##### TASK MATERIAL
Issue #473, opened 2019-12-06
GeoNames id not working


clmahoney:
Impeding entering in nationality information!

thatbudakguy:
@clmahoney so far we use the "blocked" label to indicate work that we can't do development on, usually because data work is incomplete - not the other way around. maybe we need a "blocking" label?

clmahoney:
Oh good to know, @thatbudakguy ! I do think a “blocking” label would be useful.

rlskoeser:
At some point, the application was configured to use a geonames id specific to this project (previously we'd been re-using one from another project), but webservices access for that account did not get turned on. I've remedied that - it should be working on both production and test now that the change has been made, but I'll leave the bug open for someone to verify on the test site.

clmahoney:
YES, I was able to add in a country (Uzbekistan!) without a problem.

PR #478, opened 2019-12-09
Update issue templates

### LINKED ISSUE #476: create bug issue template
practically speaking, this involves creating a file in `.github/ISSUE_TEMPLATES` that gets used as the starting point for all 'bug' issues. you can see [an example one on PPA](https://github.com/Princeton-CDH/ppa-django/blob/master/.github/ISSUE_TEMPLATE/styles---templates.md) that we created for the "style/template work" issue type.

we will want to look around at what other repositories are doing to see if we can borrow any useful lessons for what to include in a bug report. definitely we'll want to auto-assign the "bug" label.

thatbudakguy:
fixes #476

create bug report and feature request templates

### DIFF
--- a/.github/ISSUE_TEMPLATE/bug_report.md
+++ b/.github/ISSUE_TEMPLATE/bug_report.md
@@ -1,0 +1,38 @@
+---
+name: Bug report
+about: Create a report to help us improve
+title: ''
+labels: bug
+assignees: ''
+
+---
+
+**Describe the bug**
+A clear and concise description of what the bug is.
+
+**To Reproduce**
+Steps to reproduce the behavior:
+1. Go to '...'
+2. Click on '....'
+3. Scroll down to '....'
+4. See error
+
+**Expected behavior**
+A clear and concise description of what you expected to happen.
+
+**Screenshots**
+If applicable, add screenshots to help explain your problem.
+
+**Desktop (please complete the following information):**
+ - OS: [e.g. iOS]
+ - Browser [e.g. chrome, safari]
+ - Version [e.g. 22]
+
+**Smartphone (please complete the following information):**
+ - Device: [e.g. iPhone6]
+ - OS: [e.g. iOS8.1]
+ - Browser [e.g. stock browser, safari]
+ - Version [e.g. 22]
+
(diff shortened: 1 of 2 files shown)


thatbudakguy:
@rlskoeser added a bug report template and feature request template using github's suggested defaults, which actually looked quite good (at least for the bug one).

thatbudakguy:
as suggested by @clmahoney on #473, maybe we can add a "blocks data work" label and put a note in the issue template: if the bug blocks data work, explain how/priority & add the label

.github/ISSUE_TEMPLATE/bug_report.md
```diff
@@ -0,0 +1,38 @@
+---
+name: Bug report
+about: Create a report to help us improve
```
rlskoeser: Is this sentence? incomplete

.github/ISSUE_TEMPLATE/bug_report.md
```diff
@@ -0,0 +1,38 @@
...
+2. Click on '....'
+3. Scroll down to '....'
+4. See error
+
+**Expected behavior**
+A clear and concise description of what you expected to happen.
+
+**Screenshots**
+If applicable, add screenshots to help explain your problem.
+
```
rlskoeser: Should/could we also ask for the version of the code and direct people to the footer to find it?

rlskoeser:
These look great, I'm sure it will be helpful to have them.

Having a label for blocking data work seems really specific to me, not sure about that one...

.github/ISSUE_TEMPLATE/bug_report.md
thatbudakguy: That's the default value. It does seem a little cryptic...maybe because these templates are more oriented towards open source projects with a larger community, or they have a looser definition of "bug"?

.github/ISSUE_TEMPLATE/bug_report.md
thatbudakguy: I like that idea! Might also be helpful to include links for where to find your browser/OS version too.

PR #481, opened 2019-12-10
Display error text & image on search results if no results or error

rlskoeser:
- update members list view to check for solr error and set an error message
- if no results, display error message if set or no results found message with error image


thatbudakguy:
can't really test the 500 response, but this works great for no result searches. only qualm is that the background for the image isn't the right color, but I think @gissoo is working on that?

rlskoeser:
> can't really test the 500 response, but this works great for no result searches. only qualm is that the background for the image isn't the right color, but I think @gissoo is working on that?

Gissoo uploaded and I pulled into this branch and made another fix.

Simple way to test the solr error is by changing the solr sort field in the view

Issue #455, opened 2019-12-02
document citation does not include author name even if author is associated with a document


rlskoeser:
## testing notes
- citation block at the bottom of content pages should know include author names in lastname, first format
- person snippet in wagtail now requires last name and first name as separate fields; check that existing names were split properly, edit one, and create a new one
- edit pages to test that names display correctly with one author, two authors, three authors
##########
##### TASK MATERIAL
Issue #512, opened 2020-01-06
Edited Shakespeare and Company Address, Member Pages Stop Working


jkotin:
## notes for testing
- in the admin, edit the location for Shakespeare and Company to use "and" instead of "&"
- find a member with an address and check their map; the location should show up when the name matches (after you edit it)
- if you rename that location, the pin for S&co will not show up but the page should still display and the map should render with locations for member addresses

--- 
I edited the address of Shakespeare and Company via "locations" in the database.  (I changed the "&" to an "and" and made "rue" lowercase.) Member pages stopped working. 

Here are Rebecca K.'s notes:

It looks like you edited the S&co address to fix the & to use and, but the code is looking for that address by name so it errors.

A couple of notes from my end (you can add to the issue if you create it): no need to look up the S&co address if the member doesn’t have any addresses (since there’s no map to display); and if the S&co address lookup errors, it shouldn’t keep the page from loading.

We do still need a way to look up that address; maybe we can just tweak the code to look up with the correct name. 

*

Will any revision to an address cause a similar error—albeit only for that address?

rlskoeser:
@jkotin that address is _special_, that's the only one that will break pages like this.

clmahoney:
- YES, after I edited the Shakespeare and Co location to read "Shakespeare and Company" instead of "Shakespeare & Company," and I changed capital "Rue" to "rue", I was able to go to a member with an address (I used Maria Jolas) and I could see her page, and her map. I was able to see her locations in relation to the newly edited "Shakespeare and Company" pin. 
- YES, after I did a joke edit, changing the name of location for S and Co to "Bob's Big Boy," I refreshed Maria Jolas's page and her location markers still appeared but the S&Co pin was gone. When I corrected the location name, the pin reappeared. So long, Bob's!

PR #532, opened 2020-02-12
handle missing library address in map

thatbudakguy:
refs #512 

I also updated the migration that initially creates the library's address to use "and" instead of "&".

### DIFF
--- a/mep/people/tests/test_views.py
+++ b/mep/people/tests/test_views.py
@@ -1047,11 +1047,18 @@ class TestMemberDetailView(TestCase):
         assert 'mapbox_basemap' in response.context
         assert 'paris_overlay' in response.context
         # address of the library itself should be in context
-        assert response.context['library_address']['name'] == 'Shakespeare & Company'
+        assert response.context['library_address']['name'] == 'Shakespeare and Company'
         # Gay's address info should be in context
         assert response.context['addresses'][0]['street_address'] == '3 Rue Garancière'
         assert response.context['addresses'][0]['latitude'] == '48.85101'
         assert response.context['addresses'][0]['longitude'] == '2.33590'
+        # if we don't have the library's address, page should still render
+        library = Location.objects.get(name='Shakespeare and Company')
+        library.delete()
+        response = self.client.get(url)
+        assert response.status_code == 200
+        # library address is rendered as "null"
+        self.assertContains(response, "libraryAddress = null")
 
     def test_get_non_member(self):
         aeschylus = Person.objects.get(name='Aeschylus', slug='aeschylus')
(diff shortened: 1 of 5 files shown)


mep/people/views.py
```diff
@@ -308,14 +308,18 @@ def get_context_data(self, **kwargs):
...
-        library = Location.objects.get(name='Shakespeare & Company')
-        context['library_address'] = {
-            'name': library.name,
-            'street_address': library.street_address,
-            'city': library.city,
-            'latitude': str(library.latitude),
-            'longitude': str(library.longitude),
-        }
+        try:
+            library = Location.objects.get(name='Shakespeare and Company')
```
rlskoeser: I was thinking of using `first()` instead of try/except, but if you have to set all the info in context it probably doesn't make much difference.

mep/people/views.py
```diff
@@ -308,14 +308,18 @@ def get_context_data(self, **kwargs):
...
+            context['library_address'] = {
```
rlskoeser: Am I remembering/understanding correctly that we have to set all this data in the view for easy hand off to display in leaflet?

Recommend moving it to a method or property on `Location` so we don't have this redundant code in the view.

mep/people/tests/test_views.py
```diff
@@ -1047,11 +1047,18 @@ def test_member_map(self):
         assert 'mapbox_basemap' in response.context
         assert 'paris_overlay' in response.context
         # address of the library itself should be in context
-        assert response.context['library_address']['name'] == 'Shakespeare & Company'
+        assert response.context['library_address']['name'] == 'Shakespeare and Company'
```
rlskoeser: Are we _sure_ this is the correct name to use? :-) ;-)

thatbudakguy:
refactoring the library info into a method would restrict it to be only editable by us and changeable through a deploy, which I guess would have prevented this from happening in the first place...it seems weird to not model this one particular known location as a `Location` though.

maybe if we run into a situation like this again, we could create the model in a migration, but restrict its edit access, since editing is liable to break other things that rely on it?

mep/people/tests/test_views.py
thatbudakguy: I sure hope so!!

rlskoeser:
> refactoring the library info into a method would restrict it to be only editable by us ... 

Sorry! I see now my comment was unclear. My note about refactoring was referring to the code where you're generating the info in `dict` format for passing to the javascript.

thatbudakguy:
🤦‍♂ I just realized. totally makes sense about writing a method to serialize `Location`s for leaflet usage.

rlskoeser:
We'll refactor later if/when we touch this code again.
##########
**WORK ITEM**
Above are some records; copy exactly the lines from the one with "Simple way to" through the one with "## testing notes", both included, and no others.

**TASK ANSWER**
Simple way to test the solr error is by changing the solr sort field in the view

Issue #455, opened 2019-12-02
document citation does not include author name even if author is associated with a document


rlskoeser:
## testing notes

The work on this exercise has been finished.